▶ _PROBLEM_
Print the data below exactly, but only the lines from the one containing "jeffomatic: Gah gnarly." down to the one containing "According to https://github.com/chain/chain/pull/1030/files", inclusive.

▶ _SOURCE MATERIAL_
-*-*-
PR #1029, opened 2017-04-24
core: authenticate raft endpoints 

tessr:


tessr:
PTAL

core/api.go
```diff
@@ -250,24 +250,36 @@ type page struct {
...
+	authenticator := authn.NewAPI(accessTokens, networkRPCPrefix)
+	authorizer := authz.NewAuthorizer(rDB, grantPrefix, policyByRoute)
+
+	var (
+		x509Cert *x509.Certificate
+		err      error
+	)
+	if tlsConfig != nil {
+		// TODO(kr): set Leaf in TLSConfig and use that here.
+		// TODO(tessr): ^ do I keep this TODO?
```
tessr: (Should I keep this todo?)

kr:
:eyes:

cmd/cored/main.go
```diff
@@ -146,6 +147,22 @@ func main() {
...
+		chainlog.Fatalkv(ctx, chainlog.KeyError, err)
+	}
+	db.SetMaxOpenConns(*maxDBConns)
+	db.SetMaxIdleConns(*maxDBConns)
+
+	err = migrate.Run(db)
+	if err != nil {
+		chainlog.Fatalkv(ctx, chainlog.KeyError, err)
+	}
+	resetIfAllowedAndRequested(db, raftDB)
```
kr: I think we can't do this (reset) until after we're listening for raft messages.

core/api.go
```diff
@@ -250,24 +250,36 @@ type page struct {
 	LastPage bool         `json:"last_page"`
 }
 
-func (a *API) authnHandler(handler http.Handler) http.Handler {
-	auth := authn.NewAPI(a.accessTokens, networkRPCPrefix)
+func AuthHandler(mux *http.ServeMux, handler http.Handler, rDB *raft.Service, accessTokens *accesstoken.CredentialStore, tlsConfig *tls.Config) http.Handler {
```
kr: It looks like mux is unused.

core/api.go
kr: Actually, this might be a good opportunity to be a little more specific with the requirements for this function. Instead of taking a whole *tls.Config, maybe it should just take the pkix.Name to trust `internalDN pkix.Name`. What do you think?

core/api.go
-*-*-
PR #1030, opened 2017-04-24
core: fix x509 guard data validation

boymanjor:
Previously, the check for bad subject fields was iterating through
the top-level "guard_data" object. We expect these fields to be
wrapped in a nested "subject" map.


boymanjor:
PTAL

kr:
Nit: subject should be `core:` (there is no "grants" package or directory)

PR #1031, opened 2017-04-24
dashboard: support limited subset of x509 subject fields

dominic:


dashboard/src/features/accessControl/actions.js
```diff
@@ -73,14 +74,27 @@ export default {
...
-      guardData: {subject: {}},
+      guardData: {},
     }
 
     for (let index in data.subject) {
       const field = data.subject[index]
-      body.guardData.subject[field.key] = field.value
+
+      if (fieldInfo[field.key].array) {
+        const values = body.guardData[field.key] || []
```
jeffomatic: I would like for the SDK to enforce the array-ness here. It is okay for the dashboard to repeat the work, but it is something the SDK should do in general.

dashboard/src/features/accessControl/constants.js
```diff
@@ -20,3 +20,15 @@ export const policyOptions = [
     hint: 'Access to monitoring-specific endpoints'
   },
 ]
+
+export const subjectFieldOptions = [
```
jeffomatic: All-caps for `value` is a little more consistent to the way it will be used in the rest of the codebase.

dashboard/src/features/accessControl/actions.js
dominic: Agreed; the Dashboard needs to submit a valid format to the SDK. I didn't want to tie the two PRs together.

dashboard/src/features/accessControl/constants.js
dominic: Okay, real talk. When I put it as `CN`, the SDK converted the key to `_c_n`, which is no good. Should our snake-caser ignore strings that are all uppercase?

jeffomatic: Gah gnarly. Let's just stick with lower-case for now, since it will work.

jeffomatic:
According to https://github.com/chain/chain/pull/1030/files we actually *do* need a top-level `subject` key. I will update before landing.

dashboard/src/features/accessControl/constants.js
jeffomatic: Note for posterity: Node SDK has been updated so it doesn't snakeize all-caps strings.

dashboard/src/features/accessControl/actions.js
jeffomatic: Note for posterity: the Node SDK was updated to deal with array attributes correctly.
-*-*-
▶ _THE COMPLETED TASK_
jeffomatic: Gah gnarly. Let's just stick with lower-case for now, since it will work.

jeffomatic:
According to https://github.com/chain/chain/pull/1030/files we actually *do* need a top-level `subject` key. I will update before landing.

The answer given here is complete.